EXERCISE DIRECTIONS: Show every line of the data that includes the word "also".

-- Opening Marker --

PR #227, opened 2025-09-10
Scopes: Introduce 'Position Accumulator Record'

szuend:
The new 'AccumulatePosition' will be  re-used for generated range position and sub-range binding positions. That way, we don't have to duplicate the "reset column when line is non-zero" logic everywhere.

Drive-by: Rename "OriginalScopePosition" to "DecodedPosition" so we may use the same SDO also for the GeneratedRangeStart and GeneratedRangeEnd productions.


nicolo-ribaudo (approved):
We might also want to already use these in the main spec for mappings.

-- Closing Marker --

RESPONSE TO THE TASK:
Drive-by: Rename "OriginalScopePosition" to "DecodedPosition" so we may use the same SDO also for the GeneratedRangeStart and GeneratedRangeEnd productions.
We might also want to already use these in the main spec for mappings.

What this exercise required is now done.